In any case, I think it would be wise to find a thermometer of some reliability, something you trust, to do a rough calibration. For about $15 you can buy a digital kitchen thermometer that will probably be accurate to 1°C.
According to the ATmega328 data sheet, the ADC is optimized for an input resistance (or source impedance) of 10K ohms or less.
For a voltage divider, the source resistance is equivalent to the parallel combination of the two resistors, or R1*R2/(R1 + R2). With a thermistor, the best choice for the fixed resistor is equal to the resistance value of the thermistor at the center of the temperature range of interest.
So if your thermistor is 220K (at for example room temperature), then a 220K resistor will be optimal for the other resistor of the divider. However, that means the total source resistance of 110K is too high for the ADC. To solve that problem you can add a small capacitor, say 1 to 10 nF, from the ADC input to ground.
jremington:
So if your thermistor is 220K (at for example room temperature), then a 220K resistor will be optimal for the other resistor of the divider. However, that means the total source resistance of 110K is too high for the ADC. To solve that problem you can add a small capacitor, say 1 to 10 nF, from the ADC input to ground.
So the capacitor provides the charge that wouldn't otherwise be available. How do you calculate the capacitor value? And what negative effect does adding the capacitor include -- reduced sample frequency?
In lieu of an added capacitor, would it work to switch the A/D multiplexor and give it time (how much time?) to charge before performing the conversion?

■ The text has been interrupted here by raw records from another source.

PR #1061, opened 2026-03-06
Node 24 + Make node version configurable.

rasben:
This requires a hotfix for the webmasters GO release.

https://reload.zulipchat.com/#narrow/channel/240325-DDF/topic/node.2022/with/572404876

### DIFF
--- a/infrastructure/dpladm/bin/dpladm-shared.source
+++ b/infrastructure/dpladm/bin/dpladm-shared.source
@@ -80,12 +80,14 @@ function renderProfileTemplate {
   local diskSize=${10:-}
   # The version of PHP to use
   local phpVersion=${11:-}
+  # The version of Node to use
+  local nodeVersion=${12:-}
   # The primary GO subdomain (optional)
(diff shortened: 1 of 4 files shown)


ITViking (approved):
let's go

ITViking (dismissed):
approved

kasperg (changes requested):
Making the node version configurable is fine to me but are we ready to deploy Node 24 with the next release?

https://github.com/danskernesdigitalebibliotek/dpl-web/pull/209 is still open. I would prefer that we merge the functionality here but keep the Node version steady. Then as we roll out the Node 24 upgrade we can bump the versions with the related change to the Go release.

rasben:
@kasperg Good point.
To avoid confusion, I've closed this PR, and instead opened these two:

https://github.com/danskernesdigitalebibliotek/dpl-platform/pull/1084

https://github.com/danskernesdigitalebibliotek/dpl-platform/pull/1085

The ATmega data sheet is not at all clear on what to do about high source impedance, as follows:
The ADC is optimized for analog signals with an output impedance of approximately 10 kΩ or
less. If such a source is used, the sampling time will be negligible. If a source with higher impedance
is used, the sampling time will depend on how long time the source needs to charge the
S/H capacitor, with can vary widely. The user is recommended to only use low impedance
sources with slowly varying signals, since this minimizes the required charge transfer to the S/H
capacitor.
Adding an external capacitor does work. However, it does strongly affect the upper sample frequency limit, as it introduces a low pass filter with a knee frequency of 1/(2PIR*C) where R is the source impedance. That frequency can be your guide to choosing C.
thanks guys for going into my set-up so thoroughly, and sorry for the slow reply (holidays, travel, work...)
I see why a 10k resistor is not great but got lost when capacitors and imedance entered the conversation. I'll get back to you when I've done my homework and calibrated it against one of our labs' TCs. However, as it stands now it seems to give perfectly reasonable readings.
I just want to use the thermistor with a couple of thermocouples and a relay to keep my slow cooker at 37~44degC. The temp-variation edge-middle of the pot will be much greater than 0.5degC!